The Steelers organization has repeatedly acknowledged the Pirates as one of its most glaring weaknesses, going so far as to sign over their first-round selection in this April's draft, Evander "Ziggy" Hood, to the Pirates. Hood struggled in three relief appearances for the Pirates' low-single A West Virginia affiliate before undergoing reconstructive surgery on his throwing arm in June. He is scheduled to resume pitching in 2011.

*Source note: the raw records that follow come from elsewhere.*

PR #230, opened 2020-05-29
Update pam_setquota.c

jmoellers:
A colleague reported this bug description:
So this pam_setquota module iterates over all mounted file systems using
`setmntent()` and `getmntent()`. It tries to find the longest match of a file
system mounted on /home/$USER or above (except when the fs=/some/path
parameter is passed to the pam module).

The thing is that /home/$USER is owned by the unprivileged user. And there
exist tools like fusermount from libfuse which is by default installed
setuid-root for everybody. fusermount allows to mount a FUSE file system using
an arbitrary "source device name" as the unprivileged user.

Thus considering the following use case:

1) there is only the root file system (/) or a file system is mounted on
   /home, but not on /home/$USER.
2) the attacker mounts a fake FUSE file system over its own home directory:

  ```
  user $ export _FUSE_COMMFD=0
  user $ fusermount $HOME -ononempty,fsname=/dev/sda1
  ```

  This will result in a mount entry in /proc/mounts looking like this:

  ```
  /dev/sda1 on /home/$USER type fuse (rw,nosuid,nodev,relatime,user_id=1000,group_id=100)
  ```
3) when the attacker now logs in with pam_setquota configured then
   pam_setquota will identify /dev/sda1 and the file system where to apply the
   user's quota on.

As a result an unprivileged user has full control over onto which block device
the quota is applied.
-eoq-
If the user's $HOME is on a separate partition, setting a quota on the user's $HOME does not really make sense, so this patch checks whether this is the case and does not set a quota, preventing the above mentioned bug as a side-effect (or vice-versa).

### DIFF
--- a/modules/pam_setquota/pam_setquota.c
+++ b/modules/pam_setquota/pam_setquota.c
@@ -171,7 +171,7 @@ pam_sm_open_session(pam_handle_t *pamh, int flags UNUSED,
 		    int argc, const char **argv)
 {
   int retval;
-  char *val, *mntdevice = NULL;
+  char *val, *mntdevice = NULL, *mntpoint = NULL;
   const void *user;
   const struct passwd *pwd;
   struct pam_params param = {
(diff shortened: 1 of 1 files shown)


t8m:
I believe this check could be very easily done by just dropping the `s[0] == '\0' condition at the line 278. This effectively means that mountpoints that completely match the home dir path are skipped.

ldv-alt:
On Fri, May 29, 2020 at 08:20:06AM -0700, Tomáš Mráz wrote:
> I believe this check could be very easily done by just dropping the `s[0] == '\0' condition at the line 278. This effectively means that mountpoints that completely match the home dir path are skipped.

Yes.

ldv-alt:
What do you think about draft commit 27ded89 mentioned above?

t8m:
I am fine with the @ldv-alt 's commit. The original one should be of course dropped.

jmoellers:
On 03.06.20 08:50, Tomáš Mráz wrote:
>
> I am fine with the @ldv-alt <https://github.com/ldv-alt> 's commit.
> The original one should be of course dropped.
>
I agree.

Josef

-- 
SUSE Software Solutions Germany GmbH
Maxfeldstr. 5
90409 Nürnberg
Germany

(HRB 36809, AG Nürnberg)
Geschäftsführer: Felix Imendörffer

"There's no doubt about it, the Pirates have to keep getting better," Pirates general manager Neal Huntington said late Sunday after emerging from the Heinz Field office of Art Rooney II, following what Huntington characterized as an "animated but productive" meeting with the Steelers president. "Pittsburgh is a great sports town, especially now, with world champion football, champion hockey. As our core of young guys keeps getting better and we keep adding talent, we look forward to a day not too far from now when the Pirates can go out there and win a lot of baseball games for the sports fans of Pittsburgh."
Huntington added, "And, meanwhile, not lose too many of their other kinds of games."